(Data extracted from a collection)
┄┄┄┄┄┄

PR #3221, opened 2024-01-26
chore: add cfn-tracker to community docs

williamsjokvist:
# Description

Added [CFN Tracker](https://github.com/williamsjokvist/cfn-tracker) to the community docs. I listed features as well as the major tools and libraries that we used alongside Wails. I think it can be interesting for those to be listed, so people can check out the repo to see for example how SQLite can be implemented in a Wails app


leaanthony:
Thanks for this! We would love to see this in our showcase channel in Discord! https://discord.gg/YsEQQX3Zaa

PR #3250, opened 2024-02-11
implement native drag and drop for macOS

APshenkin:
# Description

Native drag and drop with full file path for macOS. https://github.com/wailsapp/wails/issues/1090
Also changed few things:
– changed `DragAndDrop` to be a link in app options
– renamed `DragAndDrop.Disable` to `DragAndDrop.DisableWebViewDrop` to be more clear about what we are disabling
– `EventsOff` import was missing draganddrop.js
– Fixed setting class property when moving hover to and away target element

1 UX nuance that I found: if you have Native drag and drop disabled and you try to drop file somewhere, where it's not allowed in UI, you can see animation where element "return back". When you enable native drag and drop you loose this effect. As well that some additional icons are not displayed (e.g. if you drop to `input` field). I think this is because we set `drop` and `dragover` listeners for entire window in `draganddrop.js` here https://github.com/wailsapp/wails/blob/f9df5645efb516ca4d7fb09c4e58f71f776582d9/v2/internal/frontend/runtime/desktop/draganddrop.js#L183
This is minor thing and I think we can go with it.

## Type of change
  
# How Has This Been Tested?
  
- [ ] Windows
- [x] macOS
- [ ] Linux
  
## Test Configuration

```
# System
| OS           | MacOS                                                                                                                       |
| Version      | 14.3                                                                                                                        |
| ID           | 23D56                                                                                                                       |
| Go Version   | go1.21.3                                                                                                                    |
| Platform     | darwin                                                                                                                      |
| Architecture | arm64                                                                                                                       |
| CPU          | Apple M1 Max                                                                                                                |
| GPU          | Chipset Model: Apple M1 Max Type: GPU Bus: Built-In Total Number of Cores: 32 Vendor: Apple (0x106b) Metal Support: Metal 3 |
| Memory       | 32GB                                                                                                                        |
```

# Checklist:

## Summary by CodeRabbit

- **New Features**
	- Introduced Drag & Drop support for macOS, enhancing file handling and interaction within the app.
- **Documentation**
	- Updated documentation to reflect the new Drag & Drop capabilities across all platforms and the modifications to the `DragAndDrop` option structure.


v2/internal/frontend/desktop/darwin/WailsContext.m
```diff
@@ -258,25 +258,28 @@ - (void) CreateWindow:(int)width :(int)height :(bool)frameless :(bool)resizable
                   forMainFrameOnly:false];
         [userContentController addUserScript:initScript];
     }
-    
-    self.webview = [WKWebView alloc];
+
+    self.webview = [WailsWebView alloc];
```
APshenkin, line 262: The important change is here. We use our extended implementation of WKWebkit here

leaanthony:
Thanks for this @APshenkin 🙏 I'd be keen to hear @pavelbinar and @lyimmi's thoughts. Awesome work man!

APshenkin:
@coderabbitai review

lyimmi:
Nice work @APshenkin!

I tested it on linux it works as expected.

On windows the `f.frontendOptions.DragAndDrop.Disable` check should be renamed to the new name in `v2/internal/frontend/desktop/windows/frontend.go:465`. After I replaced the check, it works on windows too.

Thanks for catching my mistakes in the JS files!

On the issue of loosing some functionality when D&D is set to disabled/enabled, I was thinking about that before and yes the cause of it is that all drop events are hidden from the webview.

The same thing happens when the `OnFileDrop` is registered on the JS side, you cannot drop to any type of input anymore. I think we could solve this by firing custom drop, or changed events based on the positions, but I'm not sure if its a good idea. I don't know how it would behave with the different frontend frameworks and that we could make a robust enough solution that works with all of them.

When someone wants to have the original behavior as well I think in that case they should handle the drop events manually to have a greater level of control over it. Maybe we should document this?

APshenkin:
@lyimmi thank you for the hint!. For some reason my IDE didn't replace it for Windows. Fixed

jakubpeleska:
Hi, guys. Thanks, @APshenkin and @leaanthony for a great job on the PR.

 I work with @pavelbinar and today, we were able to test it on MacOS, and it works well. 

The only issue I found is that the removal of the `wails-drop-target-active` class on `dragleave` doesn't work correctly if the target element has the size of the whole window. In that case, the class stays on the element even though `dragleave` was triggered. But that seems to be a general issue, not MacOS-specific.

lyimmi:
It seems that its a Javascript "behavior"...

We could use the "counter method" for this.

Add a new flag in `v2/internal/frontend/runtime/desktop/draganddrop.js`:
```javascript
const flags = {
    registered: false,
    defaultUseDropTarget: true,
    useDropTarget: true,
    prevElement: null,
    dragCount: 0, <-- this
};
```

Add a new listener:

```javascript
function onDragEnter(e) {
    if (!window.wails.flags.enableWailsDragAndDrop) {
        return;
    }
    e.preventDefault();

    if (!flags.useDropTarget) {
        return;
    }

    flags.dragCount++;
}

```

Zero the counter on drop:

```javascript
function onDrop(e) {
    if (!window.wails.flags.enableWailsDragAndDrop) {
        return;
    }
    e.preventDefault();

    if (!flags.useDropTarget) {
        return;
    }

    flags.dragCount = 0;
...
```

Decrement the counter on leave and clear the class when the counter is zero:

```javascript
function onDragLeave(e) {
    if (!window.wails.flags.enableWailsDragAndDrop) {
        return;
    }
    e.preventDefault();

    if (!flags.useDropTarget) {
        return;
    }
    flags.dragCount--;

    let targetElement = document.elementFromPoint(e.x, e.y);
    let cssDropValue = window.getComputedStyle(targetElement).getPropertyValue(window.wails.flags.cssDropProperty);
    if (cssDropValue) {
        cssDropValue = cssDropValue.trim();
    }
    if (flags.prevElement && (cssDropValue !== window.wails.flags.cssDropValue || flags.dragCount === 0))  {
        targetElement.classList.remove("wails-drop-target-active");
        flags.prevElement.classList.remove("wails-drop-target-active");
        // remove element as otherwise we will not update the class on the next dragover
        flags.prevElement = null;
    }
}
```

With this the class is reset correctly, I don't really like it but it works.
[Screencast from 2024-02-12 16:54:40.webm](https://github.com/wailsapp/wails/assets/8627125/80ac9abe-0cbc-4cd0-9aa8-aa44919cf113)

APshenkin:
@lyimmi @jakubpeleska 

I tried @lyimmi solution with macOS and for some reasons it didn't work.

So I came up with other way to solve it. Seems it works (at least on macOS 😅) and do this without counter which I think was the reason (as if something will register several times, then counter drop will not work).

Also I covered the case when you have nested elements in your `--wails-drop-target`. Before it didn't clean it properly I think.

 Can you guys check that it works on your side too?

https://github.com/wailsapp/wails/assets/14344430/895e6a13-5a43-4b81-b502-385f48abe372

jakubpeleska:
Hi everyone,
Thank you for the fixes. Overall, I believe the solution proposed by @APshenkin is superior. We have tested it and found it to work well; however, we identified one edge case where the behavior does not function as expected:
The removal of the `wails-drop-target-active` class on `dragleave` event does not work correctly if the target element is obscured by another window.
Please see the attached video for a demonstration of this issue.
https://github.com/wailsapp/wails/assets/48656252/02b1043a-4f4d-4112-8229-94c6b5cab0ea

pavelbinar:
Hi guys, I would suggest the following:

The primary goal of this PR is the low-level implementation of drag and drop - providing the URLs for the files and folders and registering the events for such actions.

The issues and implementation of the front-end are an addition. In our specific case, it is all we need, because we will still listen for the entire window (we do not need drop zones). Also, I can imagine other edge cases when you have multiple drop zones and you need to identify which one was used - this is not currently supported.

My point is:
Let's keep this lean and functional and leave the specific front-end implementation to each user (for now). This will allow us to ship this feature fast and at the same time not ship a half-baked, non-essential feature.

What do you think?

lyimmi:
I'm ok with just the events without the Javascript runtime part.

leaanthony:
Agree with @pavelbinar. Is there a way to separate the 2 concerns? Perhaps hooks? We could also add the ui part later as a flag or document it. Thoughts?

┄┄┄┄┄┄

### Task instructions
Please output the complete data exactly.

### Solution for this exercise
PR #3221, opened 2024-01-26
chore: add cfn-tracker to community docs

williamsjokvist:
# Description

Added [CFN Tracker](https://github.com/williamsjokvist/cfn-tracker) to the community docs. I listed features as well as the major tools and libraries that we used alongside Wails. I think it can be interesting for those to be listed, so people can check out the repo to see for example how SQLite can be implemented in a Wails app


leaanthony:
Thanks for this! We would love to see this in our showcase channel in Discord! https://discord.gg/YsEQQX3Zaa

PR #3250, opened 2024-02-11
implement native drag and drop for macOS

APshenkin:
# Description

Native drag and drop with full file path for macOS. https://github.com/wailsapp/wails/issues/1090
Also changed few things:
– changed `DragAndDrop` to be a link in app options
– renamed `DragAndDrop.Disable` to `DragAndDrop.DisableWebViewDrop` to be more clear about what we are disabling
– `EventsOff` import was missing draganddrop.js
– Fixed setting class property when moving hover to and away target element

1 UX nuance that I found: if you have Native drag and drop disabled and you try to drop file somewhere, where it's not allowed in UI, you can see animation where element "return back". When you enable native drag and drop you loose this effect. As well that some additional icons are not displayed (e.g. if you drop to `input` field). I think this is because we set `drop` and `dragover` listeners for entire window in `draganddrop.js` here https://github.com/wailsapp/wails/blob/f9df5645efb516ca4d7fb09c4e58f71f776582d9/v2/internal/frontend/runtime/desktop/draganddrop.js#L183
This is minor thing and I think we can go with it.

## Type of change
  
# How Has This Been Tested?
  
- [ ] Windows
- [x] macOS
- [ ] Linux
  
## Test Configuration

```
# System
| OS           | MacOS                                                                                                                       |
| Version      | 14.3                                                                                                                        |
| ID           | 23D56                                                                                                                       |
| Go Version   | go1.21.3                                                                                                                    |
| Platform     | darwin                                                                                                                      |
| Architecture | arm64                                                                                                                       |
| CPU          | Apple M1 Max                                                                                                                |
| GPU          | Chipset Model: Apple M1 Max Type: GPU Bus: Built-In Total Number of Cores: 32 Vendor: Apple (0x106b) Metal Support: Metal 3 |
| Memory       | 32GB                                                                                                                        |
```

# Checklist:

## Summary by CodeRabbit

- **New Features**
	- Introduced Drag & Drop support for macOS, enhancing file handling and interaction within the app.
- **Documentation**
	- Updated documentation to reflect the new Drag & Drop capabilities across all platforms and the modifications to the `DragAndDrop` option structure.


v2/internal/frontend/desktop/darwin/WailsContext.m
```diff
@@ -258,25 +258,28 @@ - (void) CreateWindow:(int)width :(int)height :(bool)frameless :(bool)resizable
                   forMainFrameOnly:false];
         [userContentController addUserScript:initScript];
     }
-    
-    self.webview = [WKWebView alloc];
+
+    self.webview = [WailsWebView alloc];
```
APshenkin, line 262: The important change is here. We use our extended implementation of WKWebkit here

leaanthony:
Thanks for this @APshenkin 🙏 I'd be keen to hear @pavelbinar and @lyimmi's thoughts. Awesome work man!

APshenkin:
@coderabbitai review

lyimmi:
Nice work @APshenkin!

I tested it on linux it works as expected.

On windows the `f.frontendOptions.DragAndDrop.Disable` check should be renamed to the new name in `v2/internal/frontend/desktop/windows/frontend.go:465`. After I replaced the check, it works on windows too.

Thanks for catching my mistakes in the JS files!

On the issue of loosing some functionality when D&D is set to disabled/enabled, I was thinking about that before and yes the cause of it is that all drop events are hidden from the webview.

The same thing happens when the `OnFileDrop` is registered on the JS side, you cannot drop to any type of input anymore. I think we could solve this by firing custom drop, or changed events based on the positions, but I'm not sure if its a good idea. I don't know how it would behave with the different frontend frameworks and that we could make a robust enough solution that works with all of them.

When someone wants to have the original behavior as well I think in that case they should handle the drop events manually to have a greater level of control over it. Maybe we should document this?

APshenkin:
@lyimmi thank you for the hint!. For some reason my IDE didn't replace it for Windows. Fixed

jakubpeleska:
Hi, guys. Thanks, @APshenkin and @leaanthony for a great job on the PR.

 I work with @pavelbinar and today, we were able to test it on MacOS, and it works well. 

The only issue I found is that the removal of the `wails-drop-target-active` class on `dragleave` doesn't work correctly if the target element has the size of the whole window. In that case, the class stays on the element even though `dragleave` was triggered. But that seems to be a general issue, not MacOS-specific.

lyimmi:
It seems that its a Javascript "behavior"...

We could use the "counter method" for this.

Add a new flag in `v2/internal/frontend/runtime/desktop/draganddrop.js`:
```javascript
const flags = {
    registered: false,
    defaultUseDropTarget: true,
    useDropTarget: true,
    prevElement: null,
    dragCount: 0, <-- this
};
```

Add a new listener:

```javascript
function onDragEnter(e) {
    if (!window.wails.flags.enableWailsDragAndDrop) {
        return;
    }
    e.preventDefault();

    if (!flags.useDropTarget) {
        return;
    }

    flags.dragCount++;
}

```

Zero the counter on drop:

```javascript
function onDrop(e) {
    if (!window.wails.flags.enableWailsDragAndDrop) {
        return;
    }
    e.preventDefault();

    if (!flags.useDropTarget) {
        return;
    }

    flags.dragCount = 0;
...
```

Decrement the counter on leave and clear the class when the counter is zero:

```javascript
function onDragLeave(e) {
    if (!window.wails.flags.enableWailsDragAndDrop) {
        return;
    }
    e.preventDefault();

    if (!flags.useDropTarget) {
        return;
    }
    flags.dragCount--;

    let targetElement = document.elementFromPoint(e.x, e.y);
    let cssDropValue = window.getComputedStyle(targetElement).getPropertyValue(window.wails.flags.cssDropProperty);
    if (cssDropValue) {
        cssDropValue = cssDropValue.trim();
    }
    if (flags.prevElement && (cssDropValue !== window.wails.flags.cssDropValue || flags.dragCount === 0))  {
        targetElement.classList.remove("wails-drop-target-active");
        flags.prevElement.classList.remove("wails-drop-target-active");
        // remove element as otherwise we will not update the class on the next dragover
        flags.prevElement = null;
    }
}
```

With this the class is reset correctly, I don't really like it but it works.
[Screencast from 2024-02-12 16:54:40.webm](https://github.com/wailsapp/wails/assets/8627125/80ac9abe-0cbc-4cd0-9aa8-aa44919cf113)

APshenkin:
@lyimmi @jakubpeleska 

I tried @lyimmi solution with macOS and for some reasons it didn't work.

So I came up with other way to solve it. Seems it works (at least on macOS 😅) and do this without counter which I think was the reason (as if something will register several times, then counter drop will not work).

Also I covered the case when you have nested elements in your `--wails-drop-target`. Before it didn't clean it properly I think.

 Can you guys check that it works on your side too?

https://github.com/wailsapp/wails/assets/14344430/895e6a13-5a43-4b81-b502-385f48abe372

jakubpeleska:
Hi everyone,
Thank you for the fixes. Overall, I believe the solution proposed by @APshenkin is superior. We have tested it and found it to work well; however, we identified one edge case where the behavior does not function as expected:
The removal of the `wails-drop-target-active` class on `dragleave` event does not work correctly if the target element is obscured by another window.
Please see the attached video for a demonstration of this issue.
https://github.com/wailsapp/wails/assets/48656252/02b1043a-4f4d-4112-8229-94c6b5cab0ea

pavelbinar:
Hi guys, I would suggest the following:

The primary goal of this PR is the low-level implementation of drag and drop - providing the URLs for the files and folders and registering the events for such actions.

The issues and implementation of the front-end are an addition. In our specific case, it is all we need, because we will still listen for the entire window (we do not need drop zones). Also, I can imagine other edge cases when you have multiple drop zones and you need to identify which one was used - this is not currently supported.

My point is:
Let's keep this lean and functional and leave the specific front-end implementation to each user (for now). This will allow us to ship this feature fast and at the same time not ship a half-baked, non-essential feature.

What do you think?

lyimmi:
I'm ok with just the events without the Javascript runtime part.

leaanthony:
Agree with @pavelbinar. Is there a way to separate the 2 concerns? Perhaps hooks? We could also add the ui part later as a flag or document it. Thoughts?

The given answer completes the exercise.